Line filter on the word "StickyMulticastStrategy": copy each matching line from the entries.
○ ○ ○ ○ ○ ○ ○
PR #775, opened 2020-11-04
Fix multiple issues found in the partition movement code

somandal:
This PR fixes multiple issues in the partition movement code:

- If a task has no change in partitions, do not create a new task. Earlier all tasks were getting added to the tasks to mutate list,  even if it did not contain any partitions going away or getting added
- If the target instance receives a partition which it already owns, this should be a no-op, and the partition should remain in it's original task.
- Only add task dependencies for partitions getting added to that task rather than all partition being moved. E.g. earlier if p1 and p2 were to be moved, and p1 got added to task1, then p1's task and p2's task were both added as dependencies. Only p1's task should be added as a dependency to task1.
- When adding extra dependencies, ensure that these are locked too (like we do with the predecessor task)

This PR does not change the overall logic of this piece.

the contribution guidelines.

### DIFF
--- a/datastream-server/src/main/java/com/linkedin/datastream/server/assignment/StickyPartitionAssignmentStrategy.java
+++ b/datastream-server/src/main/java/com/linkedin/datastream/server/assignment/StickyPartitionAssignmentStrategy.java
@@ -152,12 +152,12 @@ public class StickyPartitionAssignmentStrategy extends StickyMulticastStrategy {
   /**
    * Move a partition for a datastream group according to the targetAssignment. As we are only allowed to mutate the
    * task once. It follow the steps
-   * Step 1) Preprocess the targetAssignment to remove any partitions with no-op moves (partition currently assigned
+   * Step 1) Pre-process the targetAssignment to remove any partitions with no-op moves (partition currently assigned
    *         to the same instance where the partition is to be moved)
-   * Step 2) Get the partitions that are to be moved, and find their source task
+   * Step 2) Get the partitions that are to be moved, and find their source tasks
    * Step 3) If the instance is the one we want to move, we choose a task to which we should assign the partition
    *         from that instance
-   * Step 4) Scan the current assignment, compute the new task if the old task belongs to this source tasks or if it
+   * Step 4) Scan the current assignment, compute the new task if the old task belongs to this source task or if it
    *         is the target task we want to move the partition to
    *
    * @param currentAssignment the old assignment
@@ -176,23 +176,22 @@ public class StickyPartitionAssignmentStrategy extends StickyMulticastStrategy {
     // Pre-process the targetAssignment to filter out partitions that are supposed to move to the target instance that
     // they are already on to avoid unnecessary partition movements. That is, if partition1 is currently on instance1
     // and is supposed to move to instance1, remove it from the targetAssignment as this should be a no-op.
-    Map<String, Set<String>> preprocessedTargetAssignment = new HashMap<>();
+    Map<String, Set<String>> preProcessedTargetAssignment = new HashMap<>();
     targetAssignment.forEach((instance, partitions) -> {
-      Set<DatastreamTask> tasks = currentAssignment.get(instance);
-      Set<String> partitionsAcrossAllDatastreamTasks = tasks.stream().filter(dg::belongsTo)
+      Set<String> partitionsAcrossAllDatastreamTasks = currentAssignment.get(instance).stream().filter(dg::belongsTo)
           .map(DatastreamTask::getPartitionsV2).flatMap(Collection::stream).collect(Collectors.toSet());
 
       Set<String> updatedTargetPartitionList = new HashSet<>(partitions);
       updatedTargetPartitionList.removeAll(partitionsAcrossAllDatastreamTasks);
 
-      preprocessedTargetAssignment.computeIfAbsent(instance,
+      preProcessedTargetAssignment.computeIfAbsent(instance,
           val -> updatedTargetPartitionList.isEmpty() ? null : updatedTargetPartitionList);
     });
 
-    LOG.info("The preprocessed targetAssignment: {}", preprocessedTargetAssignment);
+    LOG.info("The pre-processed targetAssignment: {}", preProcessedTargetAssignment);
 
     Set<String> allToReassignPartitions = new HashSet<>();
-    preprocessedTargetAssignment.values().forEach(allToReassignPartitions::addAll);
+    preProcessedTargetAssignment.values().forEach(allToReassignPartitions::addAll);
     allToReassignPartitions.retainAll(partitionsMetadata.getPartitions());
 
     // construct a map to store the tasks and if it contain the partitions that can be released
@@ -232,9 +231,9 @@ public class StickyPartitionAssignmentStrategy extends StickyMulticastStrategy {
 
       // check if this instance has any partition to be added
       final Set<String> toAddedPartitions = new HashSet<>();
-      if (preprocessedTargetAssignment.containsKey(instance)) {
+      if (preProcessedTargetAssignment.containsKey(instance)) {
         // filter the target assignment by the partitions which have a confirmed source
-        Set<String> p = preprocessedTargetAssignment.get(instance).stream()
+        Set<String> p = preProcessedTargetAssignment.get(instance).stream()
             .filter(toReleasePartitions::contains).collect(Collectors.toSet());
         toAddedPartitions.addAll(p);
       }
--- a/datastream-server/src/main/java/com/linkedin/datastream/server/assignment/StickyPartitionAssignmentStrategy.java
+++ b/datastream-server/src/main/java/com/linkedin/datastream/server/assignment/StickyPartitionAssignmentStrategy.java
@@ -6,6 +6,7 @@
 package com.linkedin.datastream.server.assignment;
 
 import java.util.ArrayList;
+import java.util.Collection;
 import java.util.Collections;
 import java.util.HashMap;
 import java.util.HashSet;
@@ -151,11 +152,13 @@ public class StickyPartitionAssignmentStrategy extends StickyMulticastStrategy {
   /**
    * Move a partition for a datastream group according to the targetAssignment. As we are only allowed to mutate the
    * task once. It follow the steps
-   * Step 1) get the partitions that to be moved, and find out their source task
-   * Step 2) If the instance is the one we want to move, we find out the task which we should assign the partition
+   * Step 1) Preprocess the targetAssignment to remove any partitions with no-op moves (partition currently assigned
+   *         to the same instance where the partition is to be moved)
+   * Step 2) Get the partitions that are to be moved, and find their source task
+   * Step 3) If the instance is the one we want to move, we choose a task to which we should assign the partition
    *         from that instance
-   * Step 3) Scan the current assignment, compute new task if the old task belongs to these source tasks or if it
-   *         is the target task we want to move to
+   * Step 4) Scan the current assignment, compute the new task if the old task belongs to this source tasks or if it
+   *         is the target task we want to move the partition to
    *
    * @param currentAssignment the old assignment
    * @param targetAssignment the target assignment retrieved from Zookeeper
@@ -170,8 +173,26 @@ public class StickyPartitionAssignmentStrategy extends StickyMulticastStrategy {
 
     DatastreamGroup dg = partitionsMetadata.getDatastreamGroup();
 
+    // Pre-process the targetAssignment to filter out partitions that are supposed to move to the target instance that
+    // they are already on to avoid unnecessary partition movements. That is, if partition1 is currently on instance1
+    // and is supposed to move to instance1, remove it from the targetAssignment as this should be a no-op.
+    Map<String, Set<String>> preprocessedTargetAssignment = new HashMap<>();
+    targetAssignment.forEach((instance, partitions) -> {
+      Set<DatastreamTask> tasks = currentAssignment.get(instance);
+      Set<String> partitionsAcrossAllDatastreamTasks = tasks.stream().filter(dg::belongsTo)
+          .map(DatastreamTask::getPartitionsV2).flatMap(Collection::stream).collect(Collectors.toSet());
+
+      Set<String> updatedTargetPartitionList = new HashSet<>(partitions);
+      updatedTargetPartitionList.removeAll(partitionsAcrossAllDatastreamTasks);
+
+      preprocessedTargetAssignment.computeIfAbsent(instance,
+          val -> updatedTargetPartitionList.isEmpty() ? null : updatedTargetPartitionList);
+    });
+
+    LOG.info("The preprocessed targetAssignment: {}", preprocessedTargetAssignment);
+
     Set<String> allToReassignPartitions = new HashSet<>();
-    targetAssignment.values().forEach(allToReassignPartitions::addAll);
+    preprocessedTargetAssignment.values().forEach(allToReassignPartitions::addAll);
     allToReassignPartitions.retainAll(partitionsMetadata.getPartitions());
 
     // construct a map to store the tasks and if it contain the partitions that can be released
@@ -179,8 +200,8 @@ public class StickyPartitionAssignmentStrategy extends StickyMulticastStrategy {
     Map<String, Set<String>> confirmedPartitionsTaskMap = new HashMap<>();
 
     // construct a map to store the partition and its source task
-    // map: <partitions that need to be released, source taskName>
-    Map<String, String> partitionToSourceTaskMap = new HashMap<>();
+    // map: <partitions that need to be released, source task>
+    Map<String, DatastreamTaskImpl> partitionToSourceTaskMap = new HashMap<>();
 
     // We first confirm that the partitions in the target assignment which can be removed, and we find out its source task
     // If the partitions cannot be found from any task, we ignore these partitions
@@ -190,15 +211,18 @@ public class StickyPartitionAssignmentStrategy extends StickyMulticastStrategy {
         if (dg.belongsTo(task)) {
           Set<String> toMovePartitions = new HashSet<>(task.getPartitionsV2());
           toMovePartitions.retainAll(allToReassignPartitions);
-          confirmedPartitionsTaskMap.put(task.getDatastreamTaskName(), toMovePartitions);
-          toMovePartitions.forEach(p -> partitionToSourceTaskMap.put(p, task.getDatastreamTaskName()));
+          if (!toMovePartitions.isEmpty()) {
+            // Only update the confirmedPartitionsTaskMap if a partition is indeed being deleted from it
+            confirmedPartitionsTaskMap.put(task.getDatastreamTaskName(), toMovePartitions);
+            toMovePartitions.forEach(p -> partitionToSourceTaskMap.put(p, (DatastreamTaskImpl) task));
+          }
         }
       });
     });
 
     Set<String> tasksToMutate = confirmedPartitionsTaskMap.keySet();
     Set<String> toReleasePartitions = new HashSet<>();
-    confirmedPartitionsTaskMap.values().forEach(v -> toReleasePartitions.addAll(v));
+    confirmedPartitionsTaskMap.values().forEach(toReleasePartitions::addAll);
 
     // Compute new assignment from the current assignment
     Map<String, Set<DatastreamTask>> newAssignment = new HashMap<>();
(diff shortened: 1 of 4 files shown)


datastream-server/src/test/java/com/linkedin/datastream/server/assignment/TestStickyPartitionAssignment.java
○ ○ ○ ○ ○ ○ ○
## Solution for this problem
@@ -152,12 +152,12 @@ public class StickyPartitionAssignmentStrategy extends StickyMulticastStrategy {
@@ -176,23 +176,22 @@ public class StickyPartitionAssignmentStrategy extends StickyMulticastStrategy {
@@ -232,9 +231,9 @@ public class StickyPartitionAssignmentStrategy extends StickyMulticastStrategy {
@@ -151,11 +152,13 @@ public class StickyPartitionAssignmentStrategy extends StickyMulticastStrategy {
@@ -170,8 +173,26 @@ public class StickyPartitionAssignmentStrategy extends StickyMulticastStrategy {
@@ -179,8 +200,8 @@ public class StickyPartitionAssignmentStrategy extends StickyMulticastStrategy {
@@ -190,15 +211,18 @@ public class StickyPartitionAssignmentStrategy extends StickyMulticastStrategy {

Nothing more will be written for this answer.